Como Lake Park is a 534 acre park in Erie County, in the U.S. state of New York. The park is located along the banks of Cayuga Creek in both the village and town of Lancaster, approximately 14 mi east of the city of Buffalo. It is operated by the Erie County Department of Parks, Recreation and Forestry. Access is free and it is open to the public year-round.

==History==
Como Lake Park, named after the Lake Como tourist resort in Italy, was originally established by the village of Lancaster in 1923 and acquired by Erie County in 1926 as the result of a special village election. The park at that time was 120 acre in size, and grew to its current 534 acre extent through land acquisitions in the years that followed. Many of the park's facilities and stone structures were built or improved by the Works Progress Administration in the 1930s.

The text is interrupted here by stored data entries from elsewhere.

PR #804, opened 2018-12-03
Doc Created: How to Migrate Away from nextcloud-snap

stone212:
`nextcloud-snap` is very good.  But there are use cases when it is not the best solution.  Because of the way the snap is listed on the NC website as the first option many people will use it without knowing this.  Or a user might grow past the snap and want more direct control over the installation.

Because of this I documented my successful migration away from `nextcloud-snap` to Nextcloud server on Ubuntu 16.04 and I request it to be into the `nextcloud-snap` repository to answer these tickets (one is mine):

https://github.com/nextcloud/nextcloud-snap/issues/735
https://github.com/nextcloud/nextcloud-snap/issues/788

### DIFF
--- a/doc/HowTo-migrateFromSnapToManual.md
+++ b/doc/HowTo-migrateFromSnapToManual.md
@@ -12,6 +12,8 @@ The `nextcloud-snap` is very good.  For some situations it is the perfect soluti
 If you need to move from `nextcloud-snap` to Nextcloud server here are some notes:
 
 
+This document makes some assumptions.  It assumes you use `root` user to make changes.  You should not do this if you don't know what you're doing.  Then you will have to add 'sudo' to most of these commands.
+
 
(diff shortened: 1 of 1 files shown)


pachulo:
Thanks a lot for this @stone212 !
Just one thing, don't you think that this belongs to the Wiki?

kyrofa:
I agree that this is wiki material. @stone212 it's open for editing.

stone212:
@kyrofa @pachulo I understand  I added this to the wiki.  Thank you.  And just to say it here: I think you do great work on nextcloud-snap.  I just needed more control over my installation.

kyrofa:
@stone212 thank you for the kind words! We totally get it, the snap has a pretty specific target audience, and it's perfectly reasonable to need more flexibility than it offers.

PR #211, opened 2023-08-03
Medical illustration webcomponent

edlu77:


apps/medical-illustration/src/assets/TEMP/illustration-data.json
bherr2, line 1: Please rename to `2d-ftu-illustrations.jsonld`

apps/medical-illustration/src/app/app-web-component.ts
```diff
@@ -0,0 +1,103 @@
...
+})
+export class AppWebComponent implements OnChanges {
+  /** Http client */
+  private readonly http = inject(HttpClient);
+
+  /** Ftu illustrations file: can be url or file object */
+  @Input() lookupSrc: string | JsonLd = '';
+
+  /** Illustration info: can be illustration id or illustration data object */
+  @Input() illustrationSrc: string | IllustrationData = '';
```
bherr2, line 25: Once fully published, we will set a default illustration source with a stable URL. Will that work here?

apps/medical-illustration/webcomponent-example.html
```diff
@@ -0,0 +1,20 @@
+<!DOCTYPE html>
+<html lang="en">
+  <head>
+    <meta charset="utf-8" />
+    <title>Medical Illustration Web Component</title>
+    <base href="/" />
```
bherr2, line 6: Does this web component rely on base href? It really shouldn't. Needs to be able to work flexibly and standalone. I think it's true here, but just want to check.

edlu77: I don't think that needs to be there, will remove it.

apps/medical-illustration/src/app/app-web-component.ts
edlu77: By illustration source you mean the entire ftu illustrations file right? In that case you set the url as lookupSrc and it will fetch the data.

bherr2: Yes, that's right. When we get a stable URL for the jsonld file we will put that there.

libs/components/molecules/src/lib/interactive-svg/interactive-svg.component.ts
```diff
@@ -106,6 +116,48 @@ export class InteractiveSvgComponent<T extends NodeMapEntry> implements OnDestro
...
+   * @param changes
+   */
+  ngOnChanges(changes: SimpleChanges): void {
+    if ('highlightId' in changes && this.crosswalkEl) {
+      this.resetHighlight();
+      const cellMatch = this.mapping?.find((entry) => entry.id === this.highlightId); // find the matching cell data in mapping
+      let crosswalkMatch: NodeListOf<Element>;
+      if (cellMatch) {
+        const name = cellMatch.name;
+        const childId = name.replace(/_/g, '_x5F_'); // get the id of the matching cell in svg
```
axdanbol, line 133: Needs to do the reverse of decodeId

libs/components/molecules/src/lib/interactive-svg/interactive-svg.component.ts
```diff
@@ -106,6 +116,48 @@ export class InteractiveSvgComponent<T extends NodeMapEntry> implements OnDestro
...
+        if (elementMatch) {
+          if (elementMatch.nodeName === 'g') {
+            // highlights children if g element
+            crosswalkMatch = this.crosswalkEl.querySelectorAll(`#${childId} :is(path, polygon, polyline)`);
+          } else {
+            // highlights siblings if path, polygon, or polyline element
+            const parentId = elementMatch.parentElement?.id ?? '';
+            crosswalkMatch = this.crosswalkEl.querySelectorAll(`#${parentId} :is(path, polygon, polyline)`);
+          }
+          crosswalkMatch.forEach((element) =>
```
axdanbol, line 144: It would be better to add a class to each element rather than setting styles. That way the styles can be easily changed in the scss file. Then you would remove the class on resetHightlight

apps/medical-illustration/src/app/app-web-component.ts
```diff
@@ -0,0 +1,119 @@
...
+  }
+
+  /**
+   * Gets illustration data and sets illustration url and mapping data
+   * @param illustrationSrc Illustration src
+   * @param lookupSrc Lookup src
+   * @returns Observable
+   */
+  private getData(illustrationSrc: IllustrationData | string, lookupSrc: string): Observable<JsonLd> {
+    return this.http.get<JsonLd>(lookupSrc).pipe(
```
axdanbol, line 65: Don't you have to specify that the `.get(...)` should return json or is that the default?

apps/medical-illustration/src/app/app-web-component.ts
```diff
@@ -0,0 +1,119 @@
...
+  @Input() highlightId = '';
+
+  /** Emits node data when node hovered */
+  @Output() readonly nodeHovered = new EventEmitter<NodeMapEntry>();
+
+  /** Emits node data when node clicked */
+  @Output() readonly nodeClicked = new EventEmitter<NodeMapEntry>();
+
+  /** Illustration svg url behavior subject */
+  readonly url$ = new BehaviorSubject<string>('');
```
axdanbol, line 37: The way you are using observables is unnecessary and can be replaced by regular properties

apps/medical-illustration/src/app/app-web-component.ts
```diff
@@ -0,0 +1,119 @@
...
+
+  /**
+   * Finds and sets illustration url and mapping data
+   * @param illustrationFile Illustration data file
+   * @param illustrationSrc Illustration src
+   */
+  private setUrlAndMapping(illustrationFile: JsonLd, illustrationSrc: IllustrationData | string) {
+    if (typeof illustrationSrc === 'string') {
+      // input src is id
+      const currentOrganData = illustrationFile['@graph'].find((entry) => entry['@id'] === this.illustrationSrc);
```
axdanbol, line 80: Some of this code may be able to take advantage of the ftu data service

axdanbol (changes requested):
Also merge and resolve conflicts with develop

libs/components/molecules/src/lib/interactive-svg/interactive-svg.component.html
```diff
@@ -16,7 +16,17 @@
     [cdkConnectedOverlayViewportMargin]="16"
     [cdkConnectedOverlayOpen]="true"
   >
-    <div class="tooltip">
+    <div
+      class="tooltip"
+      style="
```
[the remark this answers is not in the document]
edlu77: It doesn't work when I do that, this was the only way I could get the tooltip styled 🤷‍♂️

apps/medical-illustration/src/app/app-web-component.ts
axdanbol: Replace url$ with a regular property like you did with mapping

apps/medical-illustration/src/app/app-web-component.ts
```diff
@@ -0,0 +1,114 @@
...
+      if (currentOrganData) {
```
axdanbol, line 77: This block and the block in the else case are virtually the same. Move to a method to reduce duplication

libs/components/molecules/src/lib/interactive-svg/interactive-svg.component.html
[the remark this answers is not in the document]
axdanbol: Then make a new atom component and move styles into it, then use that component instead

libs/components/molecules/src/lib/interactive-svg/interactive-svg.component.ts
```diff
@@ -204,6 +262,16 @@ export class InteractiveSvgComponent<T extends NodeMapEntry> implements OnDestro
     return id.replace(/_x([\da-f]+)_/gi, replacer);
   }
 
+  /**
+   * Turns normal string into decoded SVG id
+   * @param id id
+   * @returns Decoded id
+   */
+  private unDecodeId(id: string): string {
```
axdanbol, line 270: Usually called 'encode'...

libs/components/molecules/src/lib/interactive-svg/interactive-svg.component.ts
```diff
@@ -204,6 +262,16 @@ export class InteractiveSvgComponent<T extends NodeMapEntry> implements OnDestro
...
+    const replacer = (_match: string, pos: number) => `_x${id.charCodeAt(pos).toString(16).toUpperCase()}_`;
```
axdanbol, line 271: Use the match argument instead of id + pos, i.e. `match.charCodeAt(0)`

libs/components/molecules/src/lib/interactive-svg/interactive-svg.component.ts
```diff
@@ -204,6 +262,16 @@ export class InteractiveSvgComponent<T extends NodeMapEntry> implements OnDestro
...
+    return id.replace(/_/g, replacer);
```
axdanbol, line 272: Use `/[^a-z0-9-]/gi` instead to replace all non alphanumeric/hyphens characters

libs/components/molecules/src/lib/interactive-svg/interactive-svg.component.ts
```diff
@@ -106,6 +116,53 @@ export class InteractiveSvgComponent<T extends NodeMapEntry> implements OnDestro
...
+    if ('highlightId' in changes) {
+      this.resetHighlight();
+      this.setHighlight();
+    }
+  }
+
+  /**
+   * Highlights cells that match highlightId
+   */
+  private setHighlight() {
```
axdanbol, line 136: This method needs some refactoring/cleanup to reduce nesting/duplication. @edlu77 Ping me on slack and we can meet to go over it

axdanbol (changes requested):
More changes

The park originally featured a small zoo and a 220 yard toboggan run. Both of these attractions have since been removed.

==Attractions and facilities==
- Como Lake Park features a 4.5 acre man-made lake with a small lighthouse.
- The park includes nature trails, 62 picnic shelters, a disc golf course, a soccer field, four tennis courts and two basketball courts.
- During the winter, the park features 4.75 mi of trails and unplowed roads suitable for cross-country skiing or snowshoeing, two free ice-skating rinks, and a sledding hill.
- Electric vehicle (EV) chargers have been installed in the park.